Stateful stream processing is a complicated topic. Windowing. Streaming joins. Late-arriving data and watermarks. Sessionization. Streaming analytics… It’s hard to say where to start.
But a few years ago, I started mentoring an engineer. They had foundational knowledge about stream processing, knew a lot about Kafka, and used Kafka Streams. But they wanted to understand better what’s possible to achieve with stateful stream processing and how exactly it works.
I started planning our sessions… And I realized that you really need to understand only two basic building blocks: state and timers.
State
Your business logic needs to have access to some kind of state.
You can think about it as an in-memory variable available to you (the APIs make it this easy), but internally, it’s backed by resilient, scalable, distributed storage. Modern stream-processing systems typically use RocksDB as a state backend.
There are different types of state:
Keyed vs “global”. Typically, you access the state in the context of a certain key, e.g. a user id, a product id, a wallet, etc. This requires performing a shuffle in order to route all records with the same key to the same “worker”. “Global” state is not frequently used, but you should still consider using it in some rare use cases, I wrote about it here.
Key-value, List, Map, even versioned/timestamped - there are different flavours of state APIs that optimize for different access patterns.
Timers
Timers are as important as state. Because streaming systems work with unbounded datasets, a concept of windowing is used to control the state size.
I do firmly believe that there is a place for windowless stateful stream processing, especially in the context of streaming joins. I covered more in the blog post I already mentioned.
Defining windows is the primary application of timers (more on this below). However, when using stream processing engines to build applications (or “microservices”), timers can also be used as a helpful mechanism to perform an action later (sort of a scheduled callback).
Timers heavily depend, well, on time 🙂. There are different notions of time we need to account for: event time, ingestion time, and processing time. Event time is the most useful one, but it also requires the use of mechanisms to handle data that’s out of order, arrived late, etc. This can get very complicated very quickly.
Putting It Together
Let’s implement a very basic, naive tumbling window that we’ll use to aggregate values.
Imagine we’re building a Top 10 sold products dashboard for an e-commerce website. We’ll use a tumbling window of an hour. Assuming we have a simple key-value state and a timer as building blocks, the whole algorithm looks like this:
Key all input records (“product sold” events) using the product id.
Implement a keyed processing function (executing in the context of a single key):
Start a timer for the end of the hour (we’re using processing time, which doesn’t account for a lot of edge cases, but it’s good enough for this example).
Keep incrementing the value of the state variable for each product record processed.

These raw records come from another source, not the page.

PR #1523, opened 2026-08-19
fix(github-bot): never leave a review status stuck pending

OjasMor:
## Summary

A review writes a `pending` commit status when it starts, and only the agent's success path ever replaced it. Every other ending — a moved head, a lost ownership lease, a failed write, an agent that exits early — left that status pending forever, with nothing to clear it. A pending status is indistinguishable from a review still running, so the check never resolves and whoever is waiting on it waits forever.

This is not hypothetical. A PR in another repo has carried two pending `open-inspect` statuses on the *same* commit for over an hour:

```
pending | 17:23:12Z | Review in progress   <- a later retrigger
pending | 16:09:33Z | Review in progress   <- orphaned, nothing ever clears it
```

Two close-outs, matching the two ways a status gets orphaned:

- **The agent closes its own status** when step 5's guarded chain does not reach the status write (`prompts.ts`). Previously the instruction told it to exit without posting a review, inline comment, "or status update by any other means" — which is precisely what made the hang silent. The close-out is now the one status write permitted outside the chain, and it is required.
- **A push closes out the head it replaced** (`closeOutSupersededHeadStatus`, wired into both review-trigger handlers). That commit's review is cancelled by the supersession sweep and nothing else ever revisits its status. `synchronize` is the only action carrying `before`, so the payload schema gains it as optional; the all-zero sha GitHub sends when there is no prior head is ignored.

### Known remaining gaps

Named rather than fixed here, both deliberately:

- The agent's self-close cannot run if the agent never starts or dies hard — worker crash, sandbox death, timeout. Those endings still strand a pending status. Closing that needs a server-side reaper (a scheduled pass closing out pendings whose session row is terminal or older than some age), which is a larger change.
- `handlers.ts` posts the pending status *after* `createSession`, so a fast-failing session can have its terminal status overwritten by the later pending write.

## Testing

165 tests pass (161 before, 4 new), plus workspace `lint`, `format:check`, `test:lint-complexity`, and `typecheck`.

New coverage: the replaced head is closed out; no close-out when GitHub sends no `before`; the all-zero sha is ignored; and the review prompt requires a terminal status when the chain does not publish.

One test fix worth calling out: `webhook.test.ts` replaces the whole `github-auth` module with a mock factory, so the new named export that `prompts.ts` imports threw at import time and silently killed the review flow right after the sweep. The mock now mirrors the module's exports.

## Summary by CodeRabbit

* **New Features**
  * GitHub reviews now support reopened, synchronized, and ready-for-review events with commit-status updates and protection against stale or duplicate reviews.
  * Added operator session archiving with authorization, pagination, retry handling, and web access.
  * Slack and Linear classification now use OpenAI models with configurable model settings.
* **Bug Fixes**
  * Improved sandbox startup timeout handling and cleanup of superseded review sessions.
* **Documentation**
  * Updated setup guides with required permissions, API keys, operator access, and deployment configuration.


OjasMor:
Opened against the wrong remote by mistake — this targets our fork, not upstream. Closing; apologies for the noise.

When the timer fires at the end of the hour:
Emit the accumulated result from the state.
Reset state value to 0.
Start another timer for the next hour!
Of course, the real tumbling window implementation is more complicated than this, but it’s pretty close conceptually.
I hope this was enough to understand these basic, but foundational building blocks. If you want to learn more, I recommend reading:
Streaming 101 and Streaming 102 by Tyler Akidau.
Timely (and Stateful) Processing with Apache Beam by Kenneth Knowles.
Stateful Stream Processing and Timely Stream Processing from Apache Flink docs.